Overall, the paper is well written. Mathematical derivations of different components seem to be sufficient. The proposed method has been tested on a number of benchmarks (both quantitative and qualitative analysis), and reported results are found to be promising. In addition, the ablation study of different loss functions may have added some extra points.

In terms of quality, I would rate the work as "moderate".

缺点

In this work, one of the important missing part is the proper probabilistic derivation of the methodology, the core of the VAE framework. Or it may be due to the way the paper/work has been presented. To me, it's not sufficient to connect to the VAE world. It is suggested the authors clarify this important aspect with necessary derivations.

For certain items/results, the authors claim statistical significance performance (section 5.2, and appendix D); however, without sufficient details of their significance tests. It is suggested authors include details of these statistical tests.

As the authors have implemented the benchmark approaches (section 5) by themselves, we may require additional details for a fair companion of their results.

The paper/research may have some significance, and it would be beneficial if the source code could be released.

问题

It is suggested the authors clarify the probabilistic derivation of the approach and make a proper connection to the VAE basics.

It is suggested authors include details of these statistical tests.

As the authors have implemented the benchmark approaches (section 5) by themselves, I suggest authors provide further details and release code if possible.

伦理问题详情

NA

审稿意见
3

The manuscript aims to improve existing methods of unsupervised disentangled representations learning. Inspired by the symmetry group action approach from (Higgins et al 2018,2022), authors suggest several additions for the conventional beta-VAE method, resulting in the form of seven supplementary loss terms.

优点

The article is devoted to important subject of disentanglement learning. Authors report improvements over some of existing methods on four simple datasets

缺点

  1. Only simple datasets are considered, the method is not tested on standard complex datasets like MPI 3D.

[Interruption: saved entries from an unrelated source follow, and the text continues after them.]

Issue #655, opened 2023-01-10
Empty state component


MI6-451:
## Summary
Research and design a pattern and guidance for the 'empty state'

The empty state pattern would describe a general pattern for any component, pattern or page that may have an empty state. It can be used when something fails to load, when there are no results matching search terms or filter options, or if other error situations happen.

## 💬 Description
We have use cases which require an 'empty state pattern' where a graphic or similar is used as a placholder for later information/data/components which are not yet present e.g. a landing/homepage where the user has no alerts yet.

The current pattern is simply a horizontally and vertically centered graphic or similar image with a short message in some cases e.g. "No messages to display"

We should research whether this approach is valid and formalise a pattern for implementing it.

## 💰 Use value
A pattern for a common use case will make developer/designer experience easier and ensure consistency across developed applications.

Empty states are important as they provide the user with feedback when there is no content to display. It provides a method of being able to try again and avoids blank or empty components and elements.

## Additional info
Considerations:
The graphic can be an icon, a vector graphic, or an image. 
We should recommend that the graphic itself is aria-hidden because it's decorative.
We may wish to offer a utility component to do this, consider during this ticket.
We should specify size(s) for the graphic element, including Typography of the text underneath.

## 📚 User Stories
If relevant, describe the high-level functionality as user stories.

*As an* ICDS user: 
*I need* an empty state pattern
*So that* I can apply it to components or patterns that may have no content. 

## 📝 Acceptance Criteria 
If relevant, describe in full detail the different interactions and edge cases that the component or patterns needs to fulfil.

*Given* that an empty state is being implemented
*When* setting the properties
*Then* the following elements can be toggled on/off:
- Image - toggleable - default: on. 
- Title - permanent - required. 
- Subtitle - toggleable - default: on. 
- Body - toggleable - default: on. 
- Interaction slot: toggleable - default: on. Action button - toggleable - default: on. OR - Link - toggleable - default: on. 

*Given* that an empty state with action button is being implmented
*When* setting its properties
*Then* the action button can be switched to either primary, secondary, tertiary, destructive, or icon button. 

*Given* that an empty state is being implemented, 
*When* setting the interaction area up
*Then* its contents should be able to be slotted to allow custom interactions to be included. 
(for example, instead of the default option of showing a single button, it may be customised to include 2 buttons.)

*Given* that an empty state has been defined with an image
*When* setting its properties
*Then* the image size can be selected:
- Default: 72px x 72px
- Small: 48px x 48px
[...]

PR #982, opened 2023-08-08
655 empty state component

GCHQ-Developer-530:
## Summary of the changes
Create empty state component, add relevant tests and stories.
 
## Related issue
#655 

## Checklist


DBD324 (changes requested):
Looks great, the only two things are:
- The padding between the link and button is quite tight. On the Figma designs, the link uses a larger line height in addition to the 8px padding. Could you take a look at this and see if you can match please? Perhaps we need to update 8px padding to somethink like 16px? Or is this something that is controlled within the slot?
- Are we able to change the image to an icon? I assume so given that it is a slot, but maybe good to show an example of this in storybook? 
- Finally, is it possible to show an example of an empty state component embedded in another div with a border and background? This would just show how it can be constrained to fill the contents of its parent.

Thanks

GCHQ-Developer-847 (changes requested):
Looks great! Only one very small comment :)

GCHQ-Developer-847 (approved):

GCHQ-Developer-299 (approved):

  2. Reported improvements of CFASL in all measured metrics are essentially always situated within standard deviations of some other methods.

  3. Reconstruction loss is not reported in 3 out of 4 datasets. Upon visual inspection of reported samples, the reconstruction quality is not satisfactory.

  4. As reported on Figure 4, on 3DShapes dataset, there is no consistent improvement in FVM metric even at the expense of deteriorating reconstruction quality .

  5. There is no theoretic justifications for introduction of so many, seven in total, additional loss terms.

  6. Description of Lie group action is not clear, how the action by psi_i is defined? how the dimensions of Lie groups are chosen?

  7. The described group action by matrix multiplications do not preserve the normal distribution, so the group equivariant term is not compatible with the standard KL term from beta-VAE loss.

  8. There is no comparison with most recent disentanglement methods like DAVA, TCWAE.

  9. Related work section does not mention many works from vast literature on disentanglement learning, eg Disentangling Adversarial Variational Autoencoder (ICLR 2023).

问题

Why is the reconstruction quality not reported in three out of four datasets?

Why the method was not tested on standard more complex datasets like MPI3D?